## EXERCISE:
In the entries below, find each line with the word "function" and return it.

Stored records
PR #181, opened 2018-05-15
Added lookup() function to replace hiera_hash() function

robert4man:
We are in the process of migrating from Puppet3->Puppet4 and have been refactoring our use of hiera_hash() function calls. This seems applicable here as well.


ghoneycutt:

This has been implemented in v3.

PR #185, opened 2018-07-17
Adding a define that manages generic access files for other services …

pelacables:
…than access

In case you want custom access files for other services:
/etc/pam.d/postgresql content : 
`[...]
account required pam_access.so accessfile=/etc/security/postgresql_access.conf
[...]`
this define lets you create the access file.


ghoneycutt:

## TASK SOLUTION:
Added lookup() function to replace hiera_hash() function
We are in the process of migrating from Puppet3->Puppet4 and have been refactoring our use of hiera_hash() function calls. This seems applicable here as well.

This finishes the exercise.